Confusion about different running times of two algorithms in C

On a machine with data cache (even a 68030 has one), reading/writing data in consecutive memory locations is way faster, because a block of memory (size depends on the processor) is fetched once from memory and then recalled from the cache (read operation) or written all at once (cache flush for write operation).

By "skipping" data (reading far from the previous read), the CPU has to read the memory again.

That's why your first snippet is faster.

For more complex operations (fast fourier transform for instance), where data is read more than once (unlike your example) a lot of libraries (FFTW for instance) propose to use a stride to accomodate your data organization (in rows/in columns). Never use it, always transpose your data first and use a stride of 1, it will be faster than trying to do it without transposition.

To make sure your data is consecutive, never use 2D notation. First position your data in the selected row and set a pointer to the start of the row, then use an inner loop on that row.

for (i=0; i < ROWS; i++) {
    const long *row = m[i];
    for (j=0; j < COLS; j++) {
        sum += row[j];

If you cannot do this, that means that your data is wrongly oriented.

C uses row-major ordering to store multidimensional arrays, as documented in § Array subscripting, paragraph 3 of the C Standard:

Successive subscript operators designate an element of a multidimensional array object. If E is an n-dimensional array (n >= 2) with dimensions i x j x . . . x k, then E (used as other than an lvalue) is converted to a pointer to an (n - 1)-dimensional array with dimensions j x . . . x k. If the unary * operator is applied to this pointer explicitly, or implicitly as a result of subscripting, the result is the referenced (n - 1)-dimensional array, which itself is converted into a pointer if used as other than an lvalue. It follows from this that arrays are stored in row-major order (last subscript varies fastest).

Emphasis mine.

Here's an image from Wikipedia that demonstrates this storage technique compared to the other method for storing multidimensional arrays, column-major ordering:

row and column major ordering

The first function, sum1, accesses data consecutively per how the 2D array is actually represented in memory, so the data from the array is already in the cache. sum2 requires fetching of another row on each iteration, which is less likely to be in the cache.

There are some other languages that use column-major ordering for multidimensional arrays; among them are R, FORTRAN and MATLAB. If you wrote equivalent code in these languages you would observe faster output with sum2.

Computers generally use cache to help speed up access to main memory.

The hardware usually used for main memory is relatively slow—it can take many processor cycles for data to come from main memory to the processor. So a computer generally includes a smaller amount very fast but expensive memory called cache. Computers may have several levels of cache, some of it is built into the processor or the processor chip itself and some of it is located outside the processor chip.

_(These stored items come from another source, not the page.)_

PR #4268, opened 2026-07-16
[FEATURE] Add server defaults for user preferences

### LINKED ISSUE #4265: [FEATURE] Support server-side default configuration for user preferences (timezone, rows per page, theme)
### Description

Currently, user preferences (timezone, rows per page, theme) are per-user only. There is no way for an admin to configure server-side defaults that apply to all users who haven't set their own preferences.

### Use case

In self-hosted deployments, it is common to want all users to default to UTC timezone, a specific rows-per-page value, or a consistent theme — without requiring each user to configure this manually. This is especially important for ephemeral deployments where the user database is reset on restart (e.g. file-based DB with emptyDir volumes in Kubernetes), causing user preferences to be lost on every restart.

### Proposed solution

Add a `frontend.default_user_preferences` section to the server config:

```yaml
frontend:
  default_user_preferences:
    timezone: UTC
    theme: dark
```

These values would be used as the default when a user has not yet set their own preference, following the existing precedence: `dashboard.spec.timezone > user preference > server default > local`.

### Related

- #4170 — add user preference (merged)
- #4184 — pass user preferences tz to ViewDashboard (merged)

PCRedHot:
## What changed

- add `frontend.default_user_preferences` for timezone, rows per page, and theme
- use server defaults only when the user has not selected that preference
- apply the configured page size across dashboard and administration tables
- validate and document the new configuration
- add backend and frontend regression tests

Closes #4265.

## Validation

- `npm --prefix ui/app run type-check`
- `npm --prefix ui/app run lint`
- `npm --prefix ui/app test -- --runInBand` (12 suites, 148 tests)
- `npm --prefix ui/app run build`
- `go test ./pkg/model/api/config` using Go 1.26.5
- `gofmt` and `git diff --check`


Nexucis:
@jgbernalp @Gladorme @shahrokni can you review this PR please ?

ui/app/src/context/UserPreferences.tsx
```diff
@@ -0,0 +1,44 @@
...
+  const [storedPreferences, setUserPreferences] = useLocalStorage<UserPreferences | null>(USER_PREFERENCES_KEY, null);
+  const userPreferences = storedPreferences ?? props.defaultPreferences;
+  const contextValue = useMemo(() => ({ userPreferences, setUserPreferences }), [userPreferences, setUserPreferences]);
+
+  return <UserPreferencesContext.Provider value={contextValue}>{props.children}</UserPreferencesContext.Provider>;
+}
+
+export function useUserPreferences(): UserPreferencesContextType {
+  const ctx = useContext(UserPreferencesContext);
+  if (ctx === undefined) {
```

Since the cache is smaller, it cannot hold everything in main memory. It often cannot even hold everything that one program is using. So the processor has to make decisions about what is kept in cache.

The most frequent accesses of a program are to consecutive locations in memory. Very often, after a program reads element 237 of an array, it will soon read 238, then 239, and so on. It is less often that it reads 7024 just after reading 237.

So the operation of cache is designed to keep portions of main memory that are consecutive in cache. Your sum1 program works well with this because it changes the column index most rapidly, keeping the row index constant while all the columns are processed. The array elements it accesses are laid out consecutively in memory.

Your sum2 program does not work well with this because it changes the row index most rapidly. This skips around in memory, so many of the accesses it makes are not satisfied by cache and have to come from slower main memory.

Related Resource: Memory layout of multi-dimensional arrays

This is an issue with the cache.

The cache will automatically read data that lies after the data you requested. So if you read the data row by row, the next data you request will already be in the cache.